With the idea of brightening cricket, my friend Twyford has given me a new bat. I have always felt that, in my own case, it was the inadequacy of the weapon rather than of the man behind it which accounted for a certain monotony of low-scoring; with this new bat I hope to prove the correctness of my theory.

My old bat has always been a trier, but of late it has been manifestly past its work. Again and again its drive over long-off’s head has failed to carry the bunker at mid-off. More than once it has proved itself an inch too narrow to ensure that cut-past-third-man-to-the-boundary which is considered one of the most graceful strokes in my repertoire. Worst of all, I have found it at moments of crisis (such as the beginning of the first over) utterly inadequate to deal with the ball which keeps low. When bowled by such a ball–and I may say that I am never bowled by any other–I look reproachfully at the bottom of my bat as I walk back to the pavilion. “Surely,” I say to it, “you were much longer than this when we started out?”

Perhaps it was not magnanimous always to put the blame on my partner for our accidents together.
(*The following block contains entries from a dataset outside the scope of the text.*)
PR #1136, opened 2019-04-19
STABLE-9: OXT-1547: [key-functions] Maintain backwards compat

crogers1:
  is in uppercase, and in stable-9, it's lowercase. get-config-key.c
  hasn't changed, but puts() must have changed how it dumps to
  stdout.

  OXT-1547

### DIFF
--- a/recipes-openxt/openxt-keymanagement/openxt-keymanagement/key-functions
+++ b/recipes-openxt/openxt-keymanagement/openxt-keymanagement/key-functions
@@ -137,7 +137,7 @@ seed_entropy() {
 gen_platform_key() {
     local key_file=`mktemp -t`
 
-    get-config-key > ${key_file}
+    get-config-key | tr '[:lower:]' '[:upper:]' > ${key_file}
 
     [ "$(getenforce)" == "Enforcing" ] &&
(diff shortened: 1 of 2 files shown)


crogers1:
This was my knee-jerk reaction for fixing the problem, but I almost prefer this over changing get-config-key.c, which hasn't changed at all in several releases.

jean-edouard:
I think it's just the Linux dmi driver that recently decided to change the case of `/sys/class/dmi/id/product_uuid`, no? That actually rings a bell...

jean-edouard:
Either way, we need to use the uppercase version forever to avoid breaking upgrade. This should probably be PR-ed against master.

jean-edouard:
https://savannah.nongnu.org/bugs/index.php?53569

crogers1:
If you guys are good with this approach I'll PR it against master too

jean-edouard:
I would have patched get-config-key, just because the name of the program implies that it will get you the config key (not the product uuid), but this is ok too.
FYI, we usually PR against master first and cherry-pick into stable-9.

crogers1:
Closing this and opening a master PR with an updated commit message.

It would have been more chivalrous to have shielded him. “No, no,” I should have said to my companions as they received me with sympathetic murmurs of “Bad luck,”–“no, no, you mustn’t think that. It was my own fault. Don’t reproach the bat.” It would have been well to have spoken thus; and indeed, when I had had time to collect myself, I did so speak. But out on the field, in the first shame of defeat, I had to let the truth come out. That one reproachful glance at my bat I could not hide.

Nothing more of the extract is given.